What to do
Please return every line in the following data that includes the string "metric".

(Beginning of Given records)

PR #1195, opened 2020-04-30
Add pruning interval to PyTorchIgnitePruningHandler.

VladSkripniuk:
Address #1136 .

### DIFF
--- a/optuna/integration/pytorch_ignite.py
+++ b/optuna/integration/pytorch_ignite.py
@@ -30,17 +30,25 @@ class PyTorchIgnitePruningHandler(object):
         trainer:
             A trainer engine of PyTorch Ignite. Please refer to `ignite.engine.Engine reference
             <https://pytorch.org/ignite/engine.html#ignite.engine.Engine>`_ for further details.
+        interval:
+            Check if trial should be pruned every n-th epoch. By default `interval=1` and
+            pruning is performed after every epoch. Increase `interval` to run several
+            epochs faster before applying pruning.
     """
 
-    def __init__(self, trial, metric, trainer):
-        # type: (Trial, str, Engine) -> None
+    def __init__(self, trial, metric, trainer, interval=1):
+        # type: (Trial, str, Engine, int) -> None
 
         self._trial = trial
         self._metric = metric
         self._trainer = trainer
+        self._interval = interval
 
     def __call__(self, engine):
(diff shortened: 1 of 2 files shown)


optuna/integration/pytorch_ignite.py
```diff
@@ -30,18 +30,26 @@ class PyTorchIgnitePruningHandler(object):
...
 
         self._trial = trial
         self._metric = metric
         self._trainer = trainer
+        self._interval = interval
 
     def __call__(self, engine):
         # type: (Engine) -> None
 
+        if self._trainer.state.epoch % self._interval != 0:
```
keisuke-umezawa, line 50: Just a question:
Why it is not `if (self._trainer.state.epoch + 1) % self._interval != 0:`? The reason is that  `__call__` is called after `self._trainer.state.epoch` is incremented?

In that case, `message = "Trial was pruned at {} epoch.".format(self._trainer.state.epoch)` should be below?

```
message = "Trial was pruned at {} epoch.".format(self._trainer.state.epoch - 1)
```

VladSkripniuk: Pytorch Ignite uses 1-based counting for epochs and iterations ([link](https://github.com/pytorch/ignite/blob/1eddc7176264c03607511467550114a69cb502b4/ignite/engine/events.py#L275)). So `if (self._trainer.state.epoch + 1) % self._interval != 0:` would call pruning after `self._interval-1` epochs. `if self._trainer.state.epoch % self._interval != 0:` would call pruning callback after running first `self._interval` epochs, which is more reasonable in my opinion. 

`self._trainer.state.epoch` is incremented at the very beginning of an epoch ([link](https://github.com/pytorch/ignite/blob/1eddc7176264c03607511467550114a69cb502b4/ignite/engine/engine.py#L675)) so I think it's not necessary to alter the `message`.

keisuke-umezawa: Thank you for the explanation!
Could you add this information as a comment? ``Pytorch Ignite uses 1-based counting for epochs and iterations (link)``.

Crissman:
@VladSkripniuk This PR is stale and has conflicts with master, so closing for now. If there's further interest, we may want to take a look at https://github.com/optuna/optuna/pull/1161#issuecomment-625598685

(End of Given records)

Written reply
-    def __init__(self, trial, metric, trainer):
+    def __init__(self, trial, metric, trainer, interval=1):
         self._metric = metric
         self._metric = metric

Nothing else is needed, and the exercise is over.